G. Terry Madonna, professor of political science at Franklin and Marshall College, recommends a new one, The Kennedy Half Century: The Presidency, Assassination, and Lasting Legacy of John F. Kennedy, by Larry J. Sabato (Bloomsbury, 624 pp., $30). Madonna tweets that it's "a marvelous work, splendidly researched and my new JFK fav."

Dallek's excellent 2003 book, An Unfinished Life: John F. Kennedy, 1917-1963, is out anew (Bay Books of Little, Brown, 849 pp., $18 paperback). Dallek, like many of us, revisits Kennedy. Why do we keep going back?

"Because he died so young," Dallek says, "we think of him as the heroic statesman, a martyr."

Ellen Fitzpatrick, a history professor at the University of New Hampshire, edited Letters to Jackie (Ecco, 384 pages, $11.22), a 2010 collection of correspondence to Kennedy's widow. Full of heartfelt sympathy and suffering, it's both devastating and uplifting. "It was like looking at the beating heart of the nation in a moment of historical cataclysm," she says by e-mail.

"We return to JFK because he tapped into a spirit of idealism and soaring aspiration in the American people," Fitzpatrick writes. Kennedy was "our first television president," and "Americans felt they 'knew' Kennedy and his vivacious family."
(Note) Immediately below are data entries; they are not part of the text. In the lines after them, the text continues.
PR #5126, opened 2026-07-11
Fix Intel macOS launch crash and make vision smoke deterministic

louis030195:
## Root causes reproduced on Intel macOS

The Intel launch smoke was initially hidden behind cold audio/model startup. Once the smoke disabled audio and reached real capture, it exposed two native launch failures in sequence:

1. **SIGSEGV 11 in ScreenCaptureKit window enumeration.** `sck_rs::Window::all()` can bridge a null/invalid window title into `CFStringGetLength` (#4874/#4968).
2. **SIGABRT 6 in Accessibility error handling.** `cidre 0.13.1` unsafely transmuted normal macOS AX error statuses (`-25204` / `-25205`) into Rust `Result`, aborting under current Rust validity checks.

The v2.5.108 main run 29252863574 reproduced the deterministic-smoke problem again: the app stayed alive, but cold audio/model initialization consumed the watch window before `VisionManager` could start, leaving the lane unable to verify the granted TCC path.

## Fix

- Seed the Intel smoke with onboarding complete and audio disabled, preserving real vision/TCC/ScreenCaptureKit/Accessibility coverage.
- Resolve filtered window IDs from `CGWindowList` metadata instead of unsafe `SCWindow` title enumeration.
- Pin `screenpipe-a11y` to upstream cidre revision `8d0f7307`, which safely converts AX statuses.
- Add regression coverage for window filter mapping and AX failure statuses.
- Apply the exact `cargo fmt` repair still needed by the v2.5.109 redactor change, consolidating the current main CI repairs in one PR.n- Type the newly merged batched AX attribute arrays so they compile safely with the pinned cidre revision.

## Validation

- `cargo fmt --all -- --check`
- `cargo test -p screenpipe-screen capture_screenshot_by_window --lib` (63 passed)
- `cargo test -p screenpipe-a11y test_ax_status_errors_return_without_aborting --lib`n- `cargo test -p screenpipe-a11y --lib` (216 non-clipboard tests passed; 6 unrelated clipboard integration tests stalled locally and were stopped)
- `cargo test -p screenpipe-redact --lib` (181 passed)
- prior exact Intel runtime run 29163090456 passed with `VisionManager started successfully` and `Capture session started successfully`
- `git diff --check`

[...]

PR #5149, opened 2026-07-13
Fix v2.5.108 code quality formatting failure

louis030195:
## Summary

- apply the exact `cargo fmt` output for the v49 ONNX redactor model path
- restore the Code Quality & Optimization formatting gate on main

## Root cause

The v2.5.108 bump exposed an unformatted expression introduced by the v49 redactor change. The other red workflows on the same SHA failed before repository code ran while GitHub Actions was resolving/downloading actions.

## Validation

- `cargo check -p screenpipe-redact`
- `cargo clippy -p screenpipe-redact --all-targets -- -W clippy::all`
- `cargo test -p screenpipe-redact --lib` (181 passed)
- `git diff --check`


louis030195:
Superseded by #5126, which now contains this formatter repair together with the existing Intel launch-smoke and native crash fixes on top of v2.5.108.

PR #5174, opened 2026-07-14
feat: attach screenshots and videos to feedback reports

### LINKED ISSUE #5156: Help feedback form silently ignores dropped video files
## Problem

In **Help → Send logs & feedback**, dragging a video file onto the text area/drop target gives no feedback and silently attaches nothing.

This is especially confusing because the same form has a `recording 5m` action and the backend already supports a video attachment. A user can reasonably believe their own bug-reproduction video was included, submit the report, and lose the most useful evidence.

Observed with a `.mov` bug-report video on macOS. Production also received a matching empty report with logs but no screenshot/video object; keep any report IDs and raw logs private.

## Current UI / reproduction

1. Open **Help → Send logs & feedback**.
2. Drag a `.mov` or `.mp4` file onto the area that says `paste or drop a screenshot`.
3. Notice there is no drag-active state, attachment preview, confirmation, or rejection message.
4. Click **send logs & feedback**.
5. The report can be sent, but the video is not included.

## Code evidence / root cause

- `share-logs-button.tsx` routes paste/drop through `firstImageFile(...)`; non-image files fall through without any UI response.
- The file picker uses `accept="image/*"`, so it cannot select a local video either.
- The existing video state and upload path only cover the app-generated **last 5 minutes** merged recording (`mergedVideoPath`).
- `/api/logs` and `/api/logs/confirm` already provision and record a video upload, so the missing piece is the desktop attachment UX plus correct content-type/extension handling.

Relevant code:

- `apps/screenpipe-app-tauri/components/share-logs-button.tsx` (`attachImageFile`, `handleDrop`, `handleDragOver`, file input, and `mergedVideoPath` upload)
- `website-screenpipe/app/api/logs/route.ts` (signed video upload URL)
- `website-screenpipe/app/api/logs/confirm/route.ts` (`video_url` confirmation)

## Proposed UX

Use one explicit attachment zone instead of making the text area an invisible image-only drop target:

Proposed Send logs video attachment UI

- Label it **Drop screenshots or videos here** and state accepted formats + max size.
- Show drag-active styling before drop.
- After a valid drop, show thumbnail/icon, filename, type, size, upload-ready check, and remove action.
- Keep **Last 5 min** as a separate convenience action; it should populate the same attachment model.
- If the file is unsupported or too large, show an immediate inline error/toast instead of ignoring it.
- On successful submit, include the attachment count/type in the receipt so users know what was actually sent.

## Implementation notes

- Accept at least `image/png`, `image/jpeg`, `video/mp4`, and `video/quicktime` (`.mov`). Decide whether `.mov` is uploaded with its real extension/content type or transcoded to MP4; do not store QuickTime bytes under a misleading `.mp4` key.
- Add an explicit size limit before loading/uploading a file (mockup suggests 50 MB; tune based on the support/storage budget).
- Model attachment state independently from `screenshot` and `mergedVideoPath` so a local file and the generated last-5-min recording share validation, preview, removal, upload progress, and receipt behavior.
- Treat unrecognized dropped files as handled-and-rejected (`preventDefault` + feedback), not as a silent no-op or browser navigation.
- Do not expose report IDs, raw logs, signed URLs, or user media in the public issue or support notifications.

## Acceptance criteria

- [ ] Dropping a supported screenshot or video shows a visible attachment immediately.
- [ ] Clicking **Add files** can select the same supported image/video formats.
- [ ] Unsupported type and oversized-file cases show a clear message.
- [ ] The send button cannot imply success while an attachment is still processing or has failed.
- [ ] The submitted feedback row references the video object, and the object exists with the correct bytes/content type.
- [ ] The success receipt confirms whether a screenshot/video was included.
- [ ] Keyboard/paste behavior for ordinary feedback text remains unchanged.
- [ ] Add component tests for valid image, MP4/MOV, unsupported file, oversized file, replace/remove, and submit-with-attachment states.

Anshgrover23:
### Description:

Fixes screenpipe/screenpipe#5156

* after:

https://github.com/user-attachments/assets/b281b4ba-1761-413f-9a88-a45019961930

* dropping a video (or any file) on the feedback form used to do nothing — turns out Tauri swallows native file drops, so the webview never saw them. now we listen to the webview's drag-drop events directly (same way the chat composer does), so drag & drop actually works
* while you drag a file over the form, a dashed "release to attach" overlay appears; drop anywhere on the form to attach
* attached files show up as cards with a thumbnail, name, size and a remove button. you can attach one screenshot + one video per report (that's all the backend stores), and the hint line says so — adding another file replaces the old one
* the file picker and drop/paste now accept png, jpg, mp4 and mov, with a 50 mb limit. bad files get an immediate toast (unsupported type / too large) instead of being silently ignored
* mov files are stored as real `.mov` objects — the app asks the server for the right extension (companion PR: [screenpipe/website#480](<https://github.com/screenpipe/website/issues/480>)). if the server doesn't support that yet, the video is skipped with a clear message instead of uploading quicktime bytes under a `.mp4` name
* uploads send the correct content type, and dropped files show real upload progress ("uploading… 43%"). the "last 5 min" recording upload also sets its content type now (used to land as `application/octet-stream`)
* after sending, the button flips to "sent ✓" and the toast tells you exactly what was included (e.g. "included: screenshot + video") — you can no longer believe a video went out when it didn't
* "last 5 min" failures now tell you why: "no screen recording found — check that video recording is on" vs a transient error

### Testing:

image

image

### DIFF
--- a/apps/screenpipe-app-tauri/components/share-logs-button.test.tsx
+++ b/apps/screenpipe-app-tauri/components/share-logs-button.test.tsx
@@ -4,28 +4,46 @@
 
 import React from "react";
 import "@testing-library/jest-dom/vitest";
-import { fireEvent, render, screen, waitFor } from "@testing-library/react";
+import { act, fireEvent, render, screen, waitFor } from "@testing-library/react";
 import { afterEach, beforeEach, describe, expect, it, vi } from "vitest";
 import { ShareLogsButton } from "./share-logs-button";
 
-const { toastMock, commandsMock, loadAllConversationsMock } = vi.hoisted(
-  () => ({
-    toastMock: vi.fn(),
-    commandsMock: {
-      getLogFiles: vi.fn(),
-      redactPiiForFeedback: vi.fn(),
-      uploadFileToS3: vi.fn(),
-    },
-    loadAllConversationsMock: vi.fn(),
-  }),
-);
+const {
+  toastMock,
+  commandsMock,
+  loadAllConversationsMock,
+  fsMock,
+  dragDropHandlerRef,
+} = vi.hoisted(() => ({
+  toastMock: vi.fn(),
+  commandsMock: {
+    getLogFiles: vi.fn(),
+    redactPiiForFeedback: vi.fn(),
+    uploadFileToS3: vi.fn(),
+  },
+  loadAllConversationsMock: vi.fn(),
+  fsMock: {
+    readTextFile: vi.fn(),
+    readFile: vi.fn(),
+    stat: vi.fn(),
+  },
+  dragDropHandlerRef: {
+    current: null as null | ((event: { payload: unknown }) => void),
+  },
+}));
 
 vi.mock("./ui/use-toast", () => ({
   useToast: () => ({ toast: toastMock }),
 }));
 vi.mock("@/lib/utils/tauri", () => ({ commands: commandsMock }));
-vi.mock("@tauri-apps/plugin-fs", () => ({
-  readTextFile: vi.fn().mockResolvedValue(""),
+vi.mock("@tauri-apps/plugin-fs", () => fsMock);
+vi.mock("@tauri-apps/api/webview", () => ({
+  getCurrentWebview: () => ({
+    onDragDropEvent: (cb: (event: { payload: unknown }) => void) => {
+      dragDropHandlerRef.current = cb;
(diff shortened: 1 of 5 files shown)


louis030195:
video?

Anshgrover23:
@louis030195 Added video, Can I get a review on this one ?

Greenfield says "the world spent four days in front of a television set, watching a death and its aftermath. It's burned into the consciousness of everyone at the time and is still there."

JFK's death "became a part of the lived experience of millions of Americans," Fitzpatrick writes. "I doubt the memory or interest in it will die even when they do."